At the present time two different crawling processes can be distinguished, the deep crawling and Fresh-crawling . Here the Deep Crawling is the process explained above, while the fresh-crawling is responsible for the timeliness of the retrieved pages. In this case, well-known sites are already re-crawled to the latest changes to recognize it.
The results of the crawling is passed to the so-called indexers, which is explained below.
Indexing
The pure collecting sites initially offer nothing but the archiving of information. However, the main purpose of search engines is searching (and finding) of documents. Since the duration of this process with an increasing number of documents also increases, a technique must be found to make this process as efficient as possible. For this reason, Google places for each crawled web page to an index consisting of the individual words of the document. The index associated with a word document and can be searched in parallel from diversified servers. This type of standard is also mentioned to as "inverted index".
The index itself is seeking requests for optimized (for example, only words are stored in lowercase and in alphabetical order). The efficient application of this method allows Google to answer queries in a fraction of a second, although theoretically recognized several billion web pages would have to be searched.
Query Processing
The query processing provides the interface to the users of the Google search engine represents a entered a search term ends quantity is processed by Google and sent to the database. The preparation includes, for example, the removal of stop words.

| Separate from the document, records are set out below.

PR #8392, opened 2023-02-17
Non-breaking visual hiccups from USWDS 3.0 upgrade

### LINKED ISSUE #8361: Non-breaking visual hiccups from USWDS 3.0 upgrade
## Describe the bug
There are some small visual differences between our usage of USWDS 2.0 versus USWDS 3.0.  

One example is the login page, but there could be more:

Live on production:

Before the USWDS 3.0 bump:

## Impact on ReportStream
The impact is minimal since they're likely only visual differences.

## Steps to reproduce
1. Check against the production and the pre-USWDS 3.0 commit to see the differences.

## Expected behavior
There should be no visual differences between production and the pre-USWDS 3.0 commit.  However, what's more important is just making sure the website doesn't appear buggy so we can concentrate on that if there would be larger structural changes otherwise.

jpandersen87:
Fixes #8361

This PR fixes the visual bugs from the react-uswds/uswds dependency update by targeting @uswds/uswds 3.1.0 only. Version 3.2.0+ has breaking changes in their styles which conflicts with the 3.1.0-based css react-uswds outputs. Some changes to scss files were made to conform with 3.X.X expectations.

Before:
image

After:
image


frontend-react/src/styles/_uswds_settings.scss
```diff
@@ -1,73 +1,66 @@
...
 
 $flex-wrap-settings: (
   responsive: true
-);
-
-// COLORS - USDS redefine
-// these are color names we can reference else where and/or redefine usds colors
-$black: #010101;
-$medium-gray: #d9d9d9;
+),
```
etanb, line 64: nit of nits, can these be indented?

jpandersen87: Good catch, thanks. Fixed.

frontend-react/src/global.scss
```diff
@@ -7,17 +7,17 @@
...
-
-@import "@trussworks/react-uswds/lib/index.css";
+@forward "styles/uswds_settings";  // _uswds_settings.scss
+@forward 'uswds';
 
+@use 'uswds';
+@import "~@trussworks/react-uswds/lib/uswds.css";
+@import "styles/uswds_custom_theme.scss";
 @import "styles/uswds_overrides"; // _uswds_overrides.scss
 @import "styles/color"; // _color.scss
```
etanb, line 17: I was going to say, we should add the colors to `_color.scss` here, but this file isn't even used? I checked all 3 of the SASS variables and they're not referenced anywhere. Might be worth removing.

etanb:
@jpandersen87 is it possible to post some before/after photos for posterity? 🙏

jpandersen87:
> @jpandersen87 is it possible to post some before/after photos for posterity? 🙏

before/after added

frontend-react/src/styles/_uswds_settings.scss
```diff
@@ -1,73 +1,63 @@
...
+@use "uswds-core" with (
+  /*
+    These are necessary for the image and font urls referenced in the source
+    files to resolve correctly.
+
+
+      these paths are from where the output css lives, in this case
+              /frontend-react/src/content/generated/global.out.css
+  */
+  $theme-image-path: '@uswds/uswds/img',
```
penny-lischer, line 13: Is this the same image as what was in '@uswds/uswds/dist/img'?

penny-lischer (approved):
If yes, to my comment then LGTM

frontend-react/src/styles/_uswds_settings.scss
jpandersen87: if you mean $theme-hero-image, the png was replaced for a jpg at some point. since we're seemingly not changing the image from what uswds supplies, I just removed the variable from our file.

etanb (approved):
LGTM!

frontend-react/src/styles/_color.scss
```diff
@@ -1,6 +0,0 @@
-// CDC color variables
-// 7/22 Testing these out, not used in production
```
stephenkao, line 2: Uhhhhh 😆

stephenkao (approved):
Looks great to me too!  Thanks for hopping on this!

The request to the index database now delivers all documents that contain the search terms. This document set is also referred to as "posting list". The real power lies in this posting to list sorted so that it displays the most relevant results at the beginning. This is Google more than 200 rating factors a, on the one hand, the relevance and on the other the reputation evaluate a page. The results are what you generally summarized under the term SERP and which manifests itself in the display prepared for the searching user.
Original ranking criteria
Some of Google's ranking factors are in The Anatomy of a Large-Scale Hypertextual Web Search Engine described. These are explained below and it will be an evaluation in relation to the current relevance of these factors were made. The factors are:
This fall PageRank and anchor text in the field of OffPage optimization , while the "Other Features" on the field of onpage optimization relate.
Other features
Under "Other Features" are mentioned in the original version of Google 1998 Factors "keyword proximity" and "HTML markup". Under keyword proxmity is understood to be close to each other, the search terms within a document. The index is compared to the source code of the first search term with the other terms. HTML markup refers to the syntactic markup such as font size and color.